_Exercise goal_:
For the data below, tally how many lines contain "SwipeChartComponent" and answer only with that tally.

_Material for this exercise_:
------------------------

PR #5121, opened 2024-06-28
Fix Markets Scenes

Jon-edge:
Fix non-usd fiat setting support.

- Fall back to USD for non-CoinGecko-supported fiat currencies
- Fix various string formattings
- Fix errors on opening the Markets scenes

### CHANGELOG

- [x] Yes
- [ ] No

### Dependencies

https://github.com/EdgeApp/edge-rates-server/pull/102

### Requirements

- [x] Tested on iOS device

---
  - https://app.asana.com/0/0/1207648985179833

### DIFF
--- a/src/components/charts/SwipeChart.tsx
+++ b/src/components/charts/SwipeChart.tsx
@@ -14,8 +14,6 @@ import { formatFiatString } from '../../hooks/useFiatText'
 import { useHandler } from '../../hooks/useHandler'
 import { formatDate } from '../../locales/intl'
 import { lstrings } from '../../locales/strings'
-import { getDefaultFiat } from '../../selectors/SettingsSelectors'
-import { useSelector } from '../../types/reactRedux'
 import { MinimalButton } from '../buttons/MinimalButton'
 import { FillLoader } from '../progress-indicators/FillLoader'
 import { showWarning } from '../services/AirshipInstance'
@@ -29,6 +27,7 @@ type CoinGeckoDataPair = number[]
 interface Props {
   assetId: string // The asset's 'id' as defined by CoinGecko
   currencyCode: string
+  fiatCurrencyCode: string
 }
 interface ChartDataPoint {
   x: Date
@@ -130,11 +129,9 @@ const reduceChartData = (chartData: ChartDataPoint[], timespan: Timespan): Chart
 const SwipeChartComponent = (params: Props) => {
   const theme = useTheme()
   const styles = getStyles(theme)
-  const { assetId, currencyCode } = params
+  const { assetId, currencyCode, fiatCurrencyCode } = params
 
   // #region Chart setup
-
-  const defaultFiat = useSelector(state => getDefaultFiat(state))
 
   const [chartData, setChartData] = React.useState<ChartDataPoint[]>([])
   const [cachedTimespanChartData, setCachedChartData] = React.useState<Map<Timespan, ChartDataPoint[] | undefined>>(
@@ -152,7 +149,7 @@ const SwipeChartComponent = (params: Props) => {
   const chartWidth = React.useRef(0)
   const chartHeight = React.useRef(0)
 
-  const fiatSymbol = React.useMemo(() => getFiatSymbol(defaultFiat), [defaultFiat])
+  const fiatSymbol = React.useMemo(() => getFiatSymbol(fiatCurrencyCode), [fiatCurrencyCode])
 
   // Min/Max Price Calcs
   const prices = React.useMemo(() => chartData.map(dataPoint => dataPoint.y), [chartData])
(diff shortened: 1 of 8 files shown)


src/util/network.ts
```diff
@@ -7,7 +7,7 @@ import { getVersion } from 'react-native-device-info'
 import { config } from '../theme/appConfig'
 import { asyncWaterfall, getOsVersion, shuffleArray } from './utils'
 const INFO_SERVERS = ['https://info1.edge.app', 'https://info2.edge.app']
-const RATES_SERVERS = ['https://rates1.edge.app', 'https://rates2.edge.app']
```
paullinator, line 10: Whoops!

src/hooks/useFiatText.ts
```diff
@@ -80,8 +80,12 @@ export const formatFiatString = (props: {
 }): string => {
   const { fiatAmount, minPrecision = 2, maxPrecision = 6, autoPrecision = true, noGrouping = false } = props
 
+  // Assume any spaces means this is some truncated '1.23 Bn' or '3.45 M' string
+  const magnitudeCode = fiatAmount.includes(' ') ? ` ${fiatAmount.split(' ')[1]}` : ''
+  const fiatAmountCleanedMag = magnitudeCode.length === 0 ? fiatAmount : fiatAmount.split(' ')[0]
+
```
paullinator, line 86: Since this routine runs in A LOT of places in the app, I'm going to be nitpicky on performance.

Optimize the operations 

```
const [fiatAmountCleanedMag, magnitudeCode] = fiatAmount.split(' ')
const magnitudeCodeStr = magnitudeCode == null ? '' : ` ${magnitudeCode}`
```

Then use `magnitudeCodeStr` in the return value

src/components/charts/SwipeChart.tsx
```diff
@@ -201,7 +205,7 @@ const SwipeChartComponent = (params: Props) => {
           } else {
             const unixNow = Math.trunc(new Date().getTime() / 1000)
             const fromParam = unixNow - queryFromTimeOffset
-            const fetchPath = sprintf(DATASET_URL_4S, assetId, defaultFiat, fromParam, unixNow)
+            const fetchPath = sprintf(DATASET_URL_4S, assetId, 'USD', fromParam, unixNow)
```
paullinator, line 208: This will yield an inaccurate chart as all the chart points will be in USD. Even though you convert them live to the current fiat, their relative x/y coordinates will be off relative to the actual fiat price (usually a small amount, but still wrong). 

I would sooner query Gecko for the fiat if supported, and if not fall back to USD.

paullinator (changes requested):

src/components/charts/SwipeChart.tsx
Jon-edge: This issue extends to our prior rates server changes. Historical-related prices are being scaled with current fiat-fiat prices

Hard-coding supported fiats for now, and making a task to fully fix the rates server in the same manner.

src/components/scenes/CoinRankingScene.tsx
```diff
@@ -30,6 +30,50 @@ const coinRanking: CoinRanking = { coinRankingDatas: [] }
 const QUERY_PAGE_SIZE = 30
 const LISTINGS_REFRESH_INTERVAL = 30000
 
+// HACK: To be moved to a CoinGecko query in the info or rates server.
+// Hard-coded "vs" currencies manually filtered for fiat currency codes for now.
+const COINGECKO_SUPPORTED_FIATS = [
```
paullinator, line 35: Optional fix: make an object for faster lookup

src/components/scenes/CoinRankingScene.tsx
```diff
@@ -54,8 +98,15 @@ const CoinRankingComponent = (props: Props) => {
   const styles = getStyles(theme)
   const { navigation } = props
 
-  const defaultIsoFiat = useSelector(state => `iso:${getDefaultFiat(state)}`)
-  const [lastUsedFiat, setLastUsedFiat] = useState<string>(defaultIsoFiat)
+  /** The user's fiat setting, falling back to USD if CoinGecko does not support
+   * it. */
+  const supportedFiatSetting = useSelector(state => {
```
paullinator, line 103: Get into the habit of using lightweight selectors since all selectors run on ALL redux changes. This should just be

```
const defaultFiat = useSelector(state => getDefaultFiat(state))
const supportedFiatSetting = COINGECKO_SUPPORTED_FIATS.includes(defaultFiat) ? defaultFiat : 'USD'
```

src/components/scenes/CoinRankingScene.tsx
```diff
@@ -168,8 +223,8 @@ const CoinRankingComponent = (props: Props) => {
             start += QUERY_PAGE_SIZE
           }
           setDataSize(coinRankingDatas.length)
-          if (lastUsedFiat !== defaultIsoFiat) {
-            setLastUsedFiat(defaultIsoFiat)
+          if (lastFetchedFiat !== supportedFiatSetting && COINGECKO_SUPPORTED_FIATS.includes(supportedFiatSetting)) {
```
paullinator, line 226: the `COINGECKO_SUPPORTED_FIATS.includes(supportedFiatSetting)` check shouldn't be needed as it either is supported or it's USD

paullinator (changes requested):

paullinator (approved):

------------------------

_Result of the exercise_:
3